Top of DATASET RECORDS

Issue #835, opened 2026-08-14
The 82 phino rule packs are never executed by any CI workflow


VasilevNStas:
## Problem

The single-rule verification packs in `src/test/phino/*.yml` (82 files) are never actually executed by any CI workflow. They depend on three conditions that no workflow satisfies together:

1. **The test is `@Tag("deep")`** — `OptimizeMojoTest.appliesPhinoRulesAsSpecifiedInYamlPack` (`src/test/java/org/eolang/hone/OptimizeMojoTest.java:167-172`). The default surefire config excludes `deep` (`excludedGroups=deep`), so `mvn clean install` in `mvn.yml:41` (without `-Pdeep`) skips it.
2. **The test requires phino of exactly the pinned version** — `@DisabledWithoutPhino` checks `new Phino().available(expected)` where `expected` comes from `default-phino-version.txt` (currently `0.0.106`) and `Phino.available()` does an exact string comparison (`DisabledWithoutPhinoCondition.java:38`). `mvn.yml:29` downloads **`phino-latest`**, which is not `0.0.106`, so even the version probe would disable the test.
3. **The `deep` workflow installs no phino at all** — `deep.yml` runs `mvn clean install -Pdeep` (`deep.yml:72`) but its steps are only checkout, setup-java, install-maven and cache (`deep.yml:38-71`). Unless the EC2 AMI (`secrets.AWS_AMI`) happens to carry phino `0.0.106`, `@DisabledWithoutPhino` disables every pack.

Net result: the 82 packs (plus the no-Docker deep tests guarded by `@DisabledWithoutPhino`) run only if the undocumented EC2 AMI happens to contain the right phino binary. No workflow guarantees it. The only workflow that correctly pins the phino version — `make.yml:26-29` (`phino-${version}`) — is itself a no-op (see #834).

## Expected behavior

The workflow that runs `-Pdeep` must install the pinned phino first, mirroring `make.yml:26-29`:

```sh
version=$(xargs < src/main/resources/org/eolang/hone/default-phino-version.txt)
sudo wget -q -O /usr/bin/phino "http://phino.objectionary.com/releases/ubuntu-24.04/phino-${version}"
sudo chmod +x /usr/bin/phino
phino --pin="${version}" --version
```

so that `@DisabledWithoutPhino` actually enables the packs on the deep runner. Alternatively, `mvn.yml` could run the packs by pinning phino and invoking `mvn test -Pdeep` with the pack test selected.

## Details

[...]

PR #1043, opened 2026-09-19
Install GNU Parallel on the deep runner and match the timings row it writes

### LINKED ISSUE #1042: The `deep` runner has no GNU Parallel, so every host-phino test dies in `rewrite.sh:417`
The `deep` workflow runs on an EC2 runner whose AMI carries neither Maven nor phino, so `.github/workflows/deep.yml:52` and `.github/workflows/deep.yml:81` install them explicitly. Nothing installs GNU Parallel. Once phino sits on the PATH, every test that optimizes without Docker takes the host path, and `src/main/resources/org/eolang/hone/scaffolding/rewrite.sh:417` exits 1 when `threads` is above one and `parallel --version` fails; `src/main/resources/org/eolang/hone/scaffolding/entry.sh:239` prints the same `parallel: command not found` a moment earlier.

The result is that 79 tests error out in [run 35433203833](https://github.com/objectionary/hone-maven-plugin/actions/runs/35433203833/job/105871585357), and the same message appears in every recent `deep` run, so the suite has not been green since #835 put phino on that runner. The GitHub-hosted runners behind `mvn.yml` and `smoke.yml` ship GNU Parallel, which is why only `deep` is red. The refusal in `rewrite.sh` is deliberate, as #409 settled, so the runner has to supply the tool rather than the script work around its absence.

Add an `install-parallel` step to `.github/workflows/deep.yml`, alongside `install-maven` and `install-phino`, that runs `sudo apt-get install --yes parallel` when `command -v parallel` finds nothing.

yegor256:
The `deep` job installs GNU Parallel on the EC2 runner now, and the JNA test looks for the timings row in the shape the plugin actually writes.

Both are what made [run 35433203833](https://github.com/objectionary/hone-maven-plugin/actions/runs/35433203833/job/105871585357) red. Once #835 put phino on that runner, every test that optimizes without Docker started rewriting on the host, and `rewrite.sh` exits there when GNU Parallel is missing, which it is on that AMI — 79 tests died with `parallel: command not found`. The single test that got past that point, `optimizesJustOneLargeJnaClass`, asked for `optimize,123` in `hone-timings.csv`, but #922 changed the row to `"optimize";123`, so it failed too.

I ran that JNA test locally against Docker and it passes with the new pattern; the workflow step I could only lint. One thing left over from the same run: `generatesStatisticsWithDocker` timed out after 600s because the cold `docker build` on a fresh instance ate the whole budget. It passed in the runs before and after, so I left it alone, but the margin there is thin.

Closes #1042


yegor256:
@yegor256 mind taking a look when you get a chance? Happy to explain anything here.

Bottom of DATASET RECORDS

Write out the data again, exactly and in full.

Issue #835, opened 2026-08-14
The 82 phino rule packs are never executed by any CI workflow


VasilevNStas:
## Problem

The single-rule verification packs in `src/test/phino/*.yml` (82 files) are never actually executed by any CI workflow. They depend on three conditions that no workflow satisfies together:

1. **The test is `@Tag("deep")`** — `OptimizeMojoTest.appliesPhinoRulesAsSpecifiedInYamlPack` (`src/test/java/org/eolang/hone/OptimizeMojoTest.java:167-172`). The default surefire config excludes `deep` (`excludedGroups=deep`), so `mvn clean install` in `mvn.yml:41` (without `-Pdeep`) skips it.
2. **The test requires phino of exactly the pinned version** — `@DisabledWithoutPhino` checks `new Phino().available(expected)` where `expected` comes from `default-phino-version.txt` (currently `0.0.106`) and `Phino.available()` does an exact string comparison (`DisabledWithoutPhinoCondition.java:38`). `mvn.yml:29` downloads **`phino-latest`**, which is not `0.0.106`, so even the version probe would disable the test.
3. **The `deep` workflow installs no phino at all** — `deep.yml` runs `mvn clean install -Pdeep` (`deep.yml:72`) but its steps are only checkout, setup-java, install-maven and cache (`deep.yml:38-71`). Unless the EC2 AMI (`secrets.AWS_AMI`) happens to carry phino `0.0.106`, `@DisabledWithoutPhino` disables every pack.

Net result: the 82 packs (plus the no-Docker deep tests guarded by `@DisabledWithoutPhino`) run only if the undocumented EC2 AMI happens to contain the right phino binary. No workflow guarantees it. The only workflow that correctly pins the phino version — `make.yml:26-29` (`phino-${version}`) — is itself a no-op (see #834).

## Expected behavior

The workflow that runs `-Pdeep` must install the pinned phino first, mirroring `make.yml:26-29`:

```sh
version=$(xargs < src/main/resources/org/eolang/hone/default-phino-version.txt)
sudo wget -q -O /usr/bin/phino "http://phino.objectionary.com/releases/ubuntu-24.04/phino-${version}"
sudo chmod +x /usr/bin/phino
phino --pin="${version}" --version
```

so that `@DisabledWithoutPhino` actually enables the packs on the deep runner. Alternatively, `mvn.yml` could run the packs by pinning phino and invoking `mvn test -Pdeep` with the pack test selected.

## Details

[...]

PR #1043, opened 2026-09-19
Install GNU Parallel on the deep runner and match the timings row it writes

### LINKED ISSUE #1042: The `deep` runner has no GNU Parallel, so every host-phino test dies in `rewrite.sh:417`
The `deep` workflow runs on an EC2 runner whose AMI carries neither Maven nor phino, so `.github/workflows/deep.yml:52` and `.github/workflows/deep.yml:81` install them explicitly. Nothing installs GNU Parallel. Once phino sits on the PATH, every test that optimizes without Docker takes the host path, and `src/main/resources/org/eolang/hone/scaffolding/rewrite.sh:417` exits 1 when `threads` is above one and `parallel --version` fails; `src/main/resources/org/eolang/hone/scaffolding/entry.sh:239` prints the same `parallel: command not found` a moment earlier.

The result is that 79 tests error out in [run 35433203833](https://github.com/objectionary/hone-maven-plugin/actions/runs/35433203833/job/105871585357), and the same message appears in every recent `deep` run, so the suite has not been green since #835 put phino on that runner. The GitHub-hosted runners behind `mvn.yml` and `smoke.yml` ship GNU Parallel, which is why only `deep` is red. The refusal in `rewrite.sh` is deliberate, as #409 settled, so the runner has to supply the tool rather than the script work around its absence.

Add an `install-parallel` step to `.github/workflows/deep.yml`, alongside `install-maven` and `install-phino`, that runs `sudo apt-get install --yes parallel` when `command -v parallel` finds nothing.

yegor256:
The `deep` job installs GNU Parallel on the EC2 runner now, and the JNA test looks for the timings row in the shape the plugin actually writes.

Both are what made [run 35433203833](https://github.com/objectionary/hone-maven-plugin/actions/runs/35433203833/job/105871585357) red. Once #835 put phino on that runner, every test that optimizes without Docker started rewriting on the host, and `rewrite.sh` exits there when GNU Parallel is missing, which it is on that AMI — 79 tests died with `parallel: command not found`. The single test that got past that point, `optimizesJustOneLargeJnaClass`, asked for `optimize,123` in `hone-timings.csv`, but #922 changed the row to `"optimize";123`, so it failed too.

I ran that JNA test locally against Docker and it passes with the new pattern; the workflow step I could only lint. One thing left over from the same run: `generatesStatisticsWithDocker` timed out after 600s because the cold `docker build` on a fresh instance ate the whole budget. It passed in the runs before and after, so I left it alone, but the margin there is thin.

Closes #1042


yegor256:
@yegor256 mind taking a look when you get a chance? Happy to explain anything here.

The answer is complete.